Meantime, Sinatra’s wife at that time, actress Ava Gardner, apparently heard of her husband’s rowdiness around Kauai, and flew here. Once on island, she asked Sinatra to meet her at Tip Top Cafe in Lihue, where she summarily dumped him, according to Jasper.
In 1963, Sinatra returned to Kauai to film “None but the Brave,” and stayed at Coco Palms. While trying to save the movie producers from drowning at Wailua Beach, Sinatra got sucked out to sea. By the time the firefighters were able to get him out of the water, he was already blue, Jasper said.
“Can you imagine if we killed Frank Sinatra?
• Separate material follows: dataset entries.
PR #751, opened 2017-12-17
Removing more headers

mikeSimonson:


sroze:
What's the reasoning behind it?

mikeSimonson:
https://github.com/doctrine/DoctrineModule/pull/617#issuecomment-356407504

Majkl578:
@sroze Also to quote the license itself:
> The above copyright notice and this permission notice shall be included in all copies or substantial portions of the Software.

This requirement is fulfilled by the LICENSE file in the root which is part of Composer/ZIP distribution or GitHub forks. Should anyone copy any part of the library (i.e. single class) to their code, it's their responsibility to retain copyright, not the vendor's.
From the maintainer's point of view, it's unnecessary extra work to keep it in sync, plus it's 17 lines of boilerplate in each file ([~7700 lines in ORM](https://github.com/doctrine/doctrine2/pull/6600) for example).

sroze:
Fair enough, thanks for your answer 👍

PR #756, opened 2018-01-12
merge the shard config instead of replacing

oshanrube:
this will avoid causing the missing db driver exception


kimhemsoe:
Hi and thanks. Before we can do anything a test is needed covering the changes.

kimhemsoe:
Looks like a BC break for me. Marking as wont fix. Please write if you believe different :)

The mob would own this island,” he said, jokingly.
After his near-drowning, Sinatra bought a new boat for the Kauai Fire Department. Jasper said it was either to thank them for saving his life, or to tell them to get there faster next time.
Although the hotel has been shut down for many years, movies are still being made there.
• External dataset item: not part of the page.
PR #764, opened 2018-01-22
Added env variables resolving to DoctrineExtension

snetilov:
Currently I have no way to work with doctrine config that depends on environmental variables as mergeExtensionConfigurationPass is registered before ResolveEnvPlaceholdersPass. This commit allows to work with doctrine config like this:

Part of “On Stranger Tides,” from the Pirates of Caribbean series, was filmed on property.
“There’s Johnny Depp DNA in that tree; he’s single now,” said Jasper, jokingly, after explaining a scene where Depp was tied to a coconut tree in the grove.
Some of the less famous — or perhaps infamous — movies shot on property include “Voodoo Island,” “Death Moon,” “She Gods of Shark Reef,” “Dinocroc vs. Supergator” and “Piranaconda,” in which Jasper’s doctor played an extra toting a machine gun.
Jasper makes sure to keep the group laughing throughout the entire tour, a steal at $20, with jokes and tales that are just too good to believe.
The tours are given Monday through Friday, from 2 to 4 p.m. Locals go free on Friday, as long as they have a Hawaiian ID. Visit cocopalmstours.com or call 346-2048 for more information.
And what’s up with the machete hanging from Jasper’s waist?
“If we happen to run into lions, tigers, gorillas, stuff like that here, I hand it to the biggest guy and the rest of us run,” he said.